Psychiatrists and social workers have proved to be unsuccessful. At one time he was seeing a doctor who prescribed a variety of psychoactive drugs. Turns out there aren’t a lot of these – something on the order of ten – which are prescribed willy-nilly regardless of the diagnosis. None of them did any good, in his estimation (and mine).
Should he be locked up? It would have to be against his will. As it is, he can’t be locked up unless he breaks the law (he’s been briefly in jail several times and now knows how to avoid that), or is an immediate danger to himself or others, which he isn’t.
Should we blame “society” for all this? That would be pretty pointless. He could use more money (disability payments only go so far, and not far enough for rent in the SF Bay Area) but I’m not sure how he’d use it. In my dreams he’d find housing that didn’t drive him crazy, but I have seen zero evidence of that, nor can I imagine such a place. Should we blame him or me (Moms usually get blamed when something goes wrong) or both of us, his parents? Equally pointless. I’m convinced that everyone concerned, including my son, is doing the best they can with a difficult situation.

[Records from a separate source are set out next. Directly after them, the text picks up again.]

PR #274, opened 2022-09-08
feat(core/Periphery): intrpret a zero address pool manager as a skip

jparklev:
## Motivation

Our current Pool Manager, points to Fuse, which is disabled and unusable at the moment, so we don't want to keep queuing Targets/PTs/LP shares there. And even if Fuse wasn't disabled, our current Pool Manager generally has a problem in that it reverts if the same Target is added twice 

## Solution

Since we already have a way to set the Pool Manager on the Periphery via admin function, we can encode a `null` state for the Manager (where interactions are skipped) for `address(0)`. 

In addition, i've added the option of a no-op Pool Manager that allows the Periphery to work without any additional changes

Resolves GEN-1399

## Implementer Checklist

### DIFF
--- a/pkg/fuse/src/NoopPoolManager.sol
+++ b/pkg/fuse/src/NoopPoolManager.sol
@@ -1,0 +1,33 @@
+// SPDX-License-Identifier: AGPL-3.0-only
+pragma solidity 0.8.11;
+
+// Pool manager implementation with no restrictions where every function is a no-op. Refer to "PoolManager.sol" for
+// the normal behavior of a Pool Manager.
+contract NoopPoolManager {
+    function deployPool(
+        string calldata name,
+        uint256 closeFactor,
+        uint256 liqIncentive,
+        address fallbackOracle
+    ) external returns (uint256 _poolIndex, address _comptroller) {
+        emit PoolDeployed(name, _comptroller, _poolIndex, closeFactor, liqIncentive);
+    }
+
+    function addTarget(address target, address adapter) external returns (address cTarget) {
+        emit TargetAdded(target, cTarget);
+    }
+
+    function queueSeries(
+        address adapter,
+        uint256 maturity,
+        address pool
+    ) external {
+        emit SeriesQueued(adapter, maturity, pool);
+    }
+
+    function addSeries(address adapter, uint256 maturity) external returns (address, address) { }
+
+    event PoolDeployed(string name, address comptroller, uint256 poolIndex, uint256 closeFactor, uint256 liqIncentive);
+    event TargetAdded(address indexed target, address indexed cTarget);
+    event SeriesQueued(address indexed adapter, uint256 indexed maturity, address indexed pool);
+}
--- a/pkg/fuse/src/NoopPoolManager.sol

All societies struggle with this, so far as I can tell. Folks like my son fall victim to predators or other hazards in very primitive circumstances. (I don’t expect my son to live to old age.) Some societies make shamans out of them, which works – sometimes. Some societies lock them up in asylums, which certainly gets them off the streets but may do no more good, and probably do some harm. I’ve met some insane people in monasteries, which works for the well-behaved, though they do put the community under some stress. There’s only so much a religious community can take without compromising their primary mission. Anyway, not everyone is willing to join a monastery, and monasteries are not forced to take people they can’t handle. Victorian insane asylums (and some modern ones) turn into houses of horrors for the inmates, which works out to punishment for something that is not their fault.
Because there is a problem in life it does not follow automatically that there is a solution. At least not a solution available to human beings.
That my son and his very numerous cohort are making some cities (especially but not exclusively the ones with good weather) unlivable is a different but urgent problem. To which no one as yet has found a solution.